The researchers quantify the informational efficiency of markets through a novel use of information theory. Hu explains, “We use a mutual information measure that can tell you how much uncertainty about all stock payoffs can be reduced if you observe all stock prices. This is different from the standard measure of price informativeness, which relies on a regression model or can only capture linear relationships. To the best of my knowledge, we are the first to use this measure to quantify price efficiency at different levels.” 

As expected, the inverse relationship between the benchmarking level of an asset and its price-informativeness held firm under separative learning. But the results for integrative learning were more nuanced. As the uncertainty surrounding an asset’s eventual returns increased (as might happen in the early months of a CEO’s tenure, or any other impending major change at the company), it garnered more investor attention, because of the aforementioned cross-asset effects.

In a multi-asset economy, the researchers showed that benchmarking could actually improve the overall market efficiency. In other words, market efficiency can be greater than the sum of price-informativeness of all assets. This occurs under integrative learning as investors keep paying more attention to high-risk equities. However, when a risky asset’s benchmarking level increased past a certain threshold, market efficiency could go down because that asset grabs too much investor attention despite its reduced supply.

“Existing theory assumes asset managers only acquire information exclusively or specifically about one asset at the time, instead of a portfolio,” Hu says. “This is not the reality. Asset managers’ objective is to optimize their portfolio return.”

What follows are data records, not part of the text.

Issue #18, opened 2021-12-21
Fail on verify() if image has no signatures


viccuad:
**Description**

Right now, if one uses `verify()` against an image that doesn't contain signatures, it will return `Ok()`, with an empty `Vec<SimpleSigning>`
See: https://github.com/sigstore/sigstore-rs/blob/cc9fe808918f2b5775143e8ade351d315044db30/src/cosign/mod.rs#L276-L282

As a user, I want to be sure that unsigned images don't slip through. Hence, I would prefer if `verify()` returns an Err when there are no signatures to be verified.

This way, I can delegate the responsibility to the library, and I don't need to check on my own if an image has signatures prior to calling verify() on it.

viccuad:
Closed by https://github.com/sigstore/sigstore-rs/pull/31! :partying_face:

PR #31, opened 2022-02-07
 Big code refactoring: better handling of verification

flavio:
First of all, sorry about the large amount of changes... Unfortunately the old code was too limited as we realized when using that inside of Kubewarden.

Prior to this commit:

* The email used to verify a keyless signature had to be specified inside of the `ClientBuilder`. That meant that, to verify the presence of multiple emails, multiple clients had to be created. That was a poor UX
* The library didn't parse some important data provided by the signature certificates: the URI and the OIDC issuer. These are required to build more flexible verification checks

In addition to addressing the previous limitations, this commit introduces the following changes:

* It's possible to define a series of Verification Constraints, which allows multiple requirements can be enforced against the list of signature layers of an image
* End users can develop their own Verification Constraints, and feed them to the usual verification API to enforce them
* Not finding any trusted layer now raises a dedicated error. This fixes issue #18

### DIFF
--- a/examples/verify/main.rs
+++ b/examples/verify/main.rs
@@ -14,9 +14,14 @@
 // limitations under the License.
 
 extern crate sigstore;
+use sigstore::cosign::verification_constraint::{
+    AnnotationVerifier, CertSubjectEmailVerifier, CertSubjectUrlVerifier, PublicKeyVerifier,
+    VerificationConstraintVec,
+};
 use sigstore::cosign::CosignCapabilities;
-use sigstore::simple_signing::SimpleSigning;
+use sigstore::cosign::SignatureLayer;
 use sigstore::tuf::SigstoreRepository;
+use std::boxed::Box;
 
 extern crate anyhow;
 use anyhow::anyhow;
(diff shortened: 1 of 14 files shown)


examples/verify/main.rs
```diff
@@ -104,9 +129,15 @@ fn cli() -> App<'static, 'static> {
         )
 }
 
-async fn run_app() -> anyhow::Result<Vec<SimpleSigning>> {
+async fn run_app() -> anyhow::Result<Vec<SignatureLayer>> {
     let matches = cli().get_matches();
 
+    if matches.is_present("cert-email") && matches.is_present("cert-url") {
+        return Err(anyhow!(
```
flavio, line 136: This is more of a limitation of this example program, not of sigstore. Maybe I should add a comment about that?

examples/verify/main.rs
```diff
@@ -167,67 +198,79 @@ async fn run_app() -> anyhow::Result<Vec<SimpleSigning>> {
...
-        .build()?;
-
-    let image: &str = matches.value_of("IMAGE").unwrap();
+    let mut client = client_builder.build()?;
 
-    let (cosign_signature_image, source_image_digest) = client.triangulate(image, auth).await?;
+    // Build verification constraints
+    let mut verification_constraint: VerificationConstraintVec = Vec::new();
+    if let Some(cert_email) = matches.value_of("cert-email") {
+        let issuer = matches.value_of("cert-issuer").map(|i| i.to_string());
```
lukehinds, line 206: do we not need to check if issuer is also not `is_none` here?

flavio: Not in this case, the `CertSubjectEmailVerifier` has an `Option<String>` for issuer. Hence it's fine if this is `None`.

The main reasoning behind that is: assuming the email is `alice@gmail.com`, I might not care if Alice authenticated herself via GitHub (where she uses her gmail account) or directly via Google.

There's also the possibility to specify an issuer, which would then ensure both the email and the issuer of the verifier match with the data inside of the certificate attached to a signature

lukehinds (approved):

examples/verify/main.rs
flavio: I've added a comment about that

flavio:
The patches I've submitted to oci-distribution have been merged into the `main` branch. I've updated the `Cargo.toml` to build from a specific revision of `krustlet/oci-distribution` instead of my own personal fork.

I've also bumped the minor version because of the API changes this PR introduces.

lukehinds:
> The patches I've submitted to oci-distribution have been merged into the `main` branch. I've updated the `Cargo.toml` to build from a specific revision of `krustlet/oci-distribution` instead of my own personal fork.
> 
> I've also bumped the minor version because of the API changes this PR introduces.

awesome, thanks for all your great work @flavio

The researchers also investigated the combined impact of the above effects upon prices for non-benchmarked assets. They found that under separative learning, an increase in benchmarking level for one stock always boosted the price of the other. But with integrative learning, the non-benchmarked asset’s price could decrease—again, depending on whether the benchmarked asset was more or less volatile than its counterpart. The less risky asset could be relatively ignored given investors’ limited attention.

“I think you can view many things as information processing systems. The financial market is a gigantic, intricate ecosystem which constantly produces data and accumulates dispersed information from investors. Their learning technology is crucial to how their information gets incorporated into prices),” Hu says. The cross-asset dynamics of integrative learning seems closer to what real-world investors desire than the additive logic of separative learning. 

The introduction of new technologies such as large language models like ChatGPT may make integrative learning even more beneficial. “Machines can help us extract useful information at a level consistent with the objective of portfolio management,” Hu says. “I think integrative learning becomes more feasible nowadays and seems like the better choice.”